* Exercise details *
Note every line in the entries that contains the string "were", and copy it.

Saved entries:
○ ○ ○ ○ ○
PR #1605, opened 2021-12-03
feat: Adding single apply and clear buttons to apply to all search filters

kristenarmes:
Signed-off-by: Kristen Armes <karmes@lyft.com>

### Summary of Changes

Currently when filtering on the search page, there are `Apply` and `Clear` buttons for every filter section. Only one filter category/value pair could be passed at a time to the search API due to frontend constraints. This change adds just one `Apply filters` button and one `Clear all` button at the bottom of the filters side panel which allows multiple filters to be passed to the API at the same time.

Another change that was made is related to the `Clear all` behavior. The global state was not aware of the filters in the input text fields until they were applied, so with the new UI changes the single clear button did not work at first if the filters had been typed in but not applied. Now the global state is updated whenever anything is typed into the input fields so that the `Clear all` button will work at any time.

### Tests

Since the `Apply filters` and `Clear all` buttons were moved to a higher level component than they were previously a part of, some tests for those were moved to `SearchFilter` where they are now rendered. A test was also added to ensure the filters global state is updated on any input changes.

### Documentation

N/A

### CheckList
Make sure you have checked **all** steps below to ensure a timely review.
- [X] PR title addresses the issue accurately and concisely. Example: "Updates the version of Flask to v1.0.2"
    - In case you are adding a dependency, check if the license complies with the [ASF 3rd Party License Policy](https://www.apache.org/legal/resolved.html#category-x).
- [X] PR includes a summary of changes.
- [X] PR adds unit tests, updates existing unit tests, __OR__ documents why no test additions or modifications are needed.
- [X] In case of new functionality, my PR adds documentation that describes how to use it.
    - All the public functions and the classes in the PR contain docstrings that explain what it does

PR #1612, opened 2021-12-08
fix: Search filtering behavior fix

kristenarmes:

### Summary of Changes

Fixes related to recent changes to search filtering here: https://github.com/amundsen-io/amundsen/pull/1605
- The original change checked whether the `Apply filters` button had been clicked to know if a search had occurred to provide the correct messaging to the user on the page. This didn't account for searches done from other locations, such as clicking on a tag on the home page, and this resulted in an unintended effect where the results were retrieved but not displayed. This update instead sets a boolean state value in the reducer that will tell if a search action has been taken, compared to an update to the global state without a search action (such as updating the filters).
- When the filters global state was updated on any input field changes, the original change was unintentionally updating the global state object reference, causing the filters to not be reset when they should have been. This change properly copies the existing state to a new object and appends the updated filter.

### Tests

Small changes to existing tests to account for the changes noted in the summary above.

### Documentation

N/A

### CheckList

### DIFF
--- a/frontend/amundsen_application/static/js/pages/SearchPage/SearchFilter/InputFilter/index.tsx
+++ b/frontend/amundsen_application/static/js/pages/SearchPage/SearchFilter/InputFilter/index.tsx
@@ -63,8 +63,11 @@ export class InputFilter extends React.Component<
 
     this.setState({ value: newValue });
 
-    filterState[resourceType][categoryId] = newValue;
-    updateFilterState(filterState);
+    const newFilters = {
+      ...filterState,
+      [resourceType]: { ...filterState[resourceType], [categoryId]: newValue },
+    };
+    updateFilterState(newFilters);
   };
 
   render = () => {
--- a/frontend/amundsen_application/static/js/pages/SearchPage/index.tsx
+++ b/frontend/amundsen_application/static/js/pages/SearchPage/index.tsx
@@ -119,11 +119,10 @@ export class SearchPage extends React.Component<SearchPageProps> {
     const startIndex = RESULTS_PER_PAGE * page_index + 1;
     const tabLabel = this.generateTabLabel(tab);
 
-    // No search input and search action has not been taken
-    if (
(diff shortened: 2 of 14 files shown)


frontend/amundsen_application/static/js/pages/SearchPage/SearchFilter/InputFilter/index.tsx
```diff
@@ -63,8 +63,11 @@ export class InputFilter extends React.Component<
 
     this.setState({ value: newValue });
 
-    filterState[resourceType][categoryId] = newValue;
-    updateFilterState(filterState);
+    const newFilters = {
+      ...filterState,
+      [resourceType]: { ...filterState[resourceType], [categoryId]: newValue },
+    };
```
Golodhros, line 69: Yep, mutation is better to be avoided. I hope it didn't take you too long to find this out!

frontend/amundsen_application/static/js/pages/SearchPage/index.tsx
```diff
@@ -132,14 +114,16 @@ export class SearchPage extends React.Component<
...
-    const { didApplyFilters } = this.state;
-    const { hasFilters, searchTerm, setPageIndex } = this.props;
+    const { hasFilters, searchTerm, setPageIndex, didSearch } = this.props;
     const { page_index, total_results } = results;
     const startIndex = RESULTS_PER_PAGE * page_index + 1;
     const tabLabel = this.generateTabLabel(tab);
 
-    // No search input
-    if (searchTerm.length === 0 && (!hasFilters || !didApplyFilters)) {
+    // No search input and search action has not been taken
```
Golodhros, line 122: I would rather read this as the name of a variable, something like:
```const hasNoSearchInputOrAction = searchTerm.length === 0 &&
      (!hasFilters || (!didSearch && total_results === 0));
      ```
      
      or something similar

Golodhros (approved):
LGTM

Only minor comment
○ ○ ○ ○ ○
* Response to the exercise *
Another change that was made is related to the `Clear all` behavior. The global state was not aware of the filters in the input text fields until they were applied, so with the new UI changes the single clear button did not work at first if the filters had been typed in but not applied. Now the global state is updated whenever anything is typed into the input fields so that the `Clear all` button will work at any time.
Since the `Apply filters` and `Clear all` buttons were moved to a higher level component than they were previously a part of, some tests for those were moved to `SearchFilter` where they are now rendered. A test was also added to ensure the filters global state is updated on any input changes.
- The original change checked whether the `Apply filters` button had been clicked to know if a search had occurred to provide the correct messaging to the user on the page. This didn't account for searches done from other locations, such as clicking on a tag on the home page, and this resulted in an unintended effect where the results were retrieved but not displayed. This update instead sets a boolean state value in the reducer that will tell if a search action has been taken, compared to an update to the global state without a search action (such as updating the filters).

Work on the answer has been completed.